━━━ RECORDED INFORMATION ━━━
PR #11250, opened 2022-01-21
FIX: invisible fields saved incorectly when fieldcollections swap places

### LINKED ISSUE #11201: [Bug]: Invisible elements inside of fieldcollections getting mixed up when the fieldcollection is sorted
### Expected behavior

When sorting fieldcollections with the arrow buttons in the backend, every child element of the collection should keep it's parent-child relation.

### Actual behavior

When sorting fieldcollections with the arrow buttons in the backend, invisible elements inside of the collection are keeping their positions and therefore are getting mixed up and becoming children of a different fieldcollection.

Tested in Pimcore 10.2.4 + 10.2.8

### Steps to reproduce

Create a new fieldcollection containing a panel, an input field (e.g. 'collectionTitle') and a second input field ("invisibleTitle"). Keep the second input visible for now.

Create a new class to add the fieldcollection to.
━━━
**WHAT YOU ARE ASKED TO DO:** Among the records, find all lines that include the string "with" and return them.

**SOLUTION:**
When sorting fieldcollections with the arrow buttons in the backend, every child element of the collection should keep it's parent-child relation.
When sorting fieldcollections with the arrow buttons in the backend, invisible elements inside of the collection are keeping their positions and therefore are getting mixed up and becoming children of a different fieldcollection.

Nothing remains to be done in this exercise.